PR #8337, opened 2020-06-04
Fix sys_net_bnet_poll regression

AniLeo:
On #8019, a buffer for the `fds` parameter was added
However, the `fds_buf` buffer was only copied to the `fds` parameter on only one out of three possible function returns (at the very end of the function)

I'm unsure why this change was made, but copying the `fds_buf` buffer to the `fds` parameter before every possible return fixes networking issues such as failed Netflix connection

---

### Netflix

Before: 
image

After:
image

---

### YouTube

Before: Black Screen

After: 
image

Requesting review from @elad335

### DIFF
--- a/rpcs3/Emu/Cell/lv2/sys_net.cpp
+++ b/rpcs3/Emu/Cell/lv2/sys_net.cpp
@@ -1861,13 +1861,18 @@ error_code sys_net_bnet_poll(ppu_thread& ppu, vm::ptr<sys_net_pollfd> fds, s32 n
 
 	sys_net.warning("sys_net_bnet_poll(fds=*0x%x, nfds=%d, ms=%d)", fds, nfds, ms);
 
+	if (nfds <= 0)
+	{
+		return not_an_error(0);
+	}
+
 	atomic_t<s32> signaled{0};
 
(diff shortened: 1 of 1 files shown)


elad335:
You need to touch VM memory outside of any mutex scope, page fault notification may arise during that and the faulting thread must not hold any murex at the time.

AniLeo:
I understand the problem, but can't figure out a correct fix, any suggestion?

I tried inverting the `if (ms == 0 || signaled)` check, removing the return inside and nesting the subsequent code inside to make that path go through the unlock process and the final memcpy instead, but it didn't work.

elad335:
Maybe use a lambda wrapped to wrap the block of code from `std::lock_guard nw_lock(g_fxo->get<network_context>()->s_nw_mutex);` to the end of it's lifetime, return the svalue as is then forward the return value of the lambda to the syscall return value if needs to be returned.

AniLeo:
Merging as hotfix, verified working

Nekotekina:
@elad335 @AniLeo It's too late, but note that it's quite an ugly lambda when there is an easier way. You need to unlock a mutex, you just unlock it (std::unique_lock).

____

What is being asked: Word for word, give back all of the records.

Solution for this task:
PR #8337, opened 2020-06-04
Fix sys_net_bnet_poll regression

AniLeo:
On #8019, a buffer for the `fds` parameter was added
However, the `fds_buf` buffer was only copied to the `fds` parameter on only one out of three possible function returns (at the very end of the function)

I'm unsure why this change was made, but copying the `fds_buf` buffer to the `fds` parameter before every possible return fixes networking issues such as failed Netflix connection

---

### Netflix

Before: 
image

After:
image

---

### YouTube

Before: Black Screen

After: 
image

Requesting review from @elad335

### DIFF
--- a/rpcs3/Emu/Cell/lv2/sys_net.cpp
+++ b/rpcs3/Emu/Cell/lv2/sys_net.cpp
@@ -1861,13 +1861,18 @@ error_code sys_net_bnet_poll(ppu_thread& ppu, vm::ptr<sys_net_pollfd> fds, s32 n
 
 	sys_net.warning("sys_net_bnet_poll(fds=*0x%x, nfds=%d, ms=%d)", fds, nfds, ms);
 
+	if (nfds <= 0)
+	{
+		return not_an_error(0);
+	}
+
 	atomic_t<s32> signaled{0};
 
(diff shortened: 1 of 1 files shown)


elad335:
You need to touch VM memory outside of any mutex scope, page fault notification may arise during that and the faulting thread must not hold any murex at the time.

AniLeo:
I understand the problem, but can't figure out a correct fix, any suggestion?

I tried inverting the `if (ms == 0 || signaled)` check, removing the return inside and nesting the subsequent code inside to make that path go through the unlock process and the final memcpy instead, but it didn't work.

elad335:
Maybe use a lambda wrapped to wrap the block of code from `std::lock_guard nw_lock(g_fxo->get<network_context>()->s_nw_mutex);` to the end of it's lifetime, return the svalue as is then forward the return value of the lambda to the syscall return value if needs to be returned.

AniLeo:
Merging as hotfix, verified working

Nekotekina:
@elad335 @AniLeo It's too late, but note that it's quite an ugly lambda when there is an easier way. You need to unlock a mutex, you just unlock it (std::unique_lock).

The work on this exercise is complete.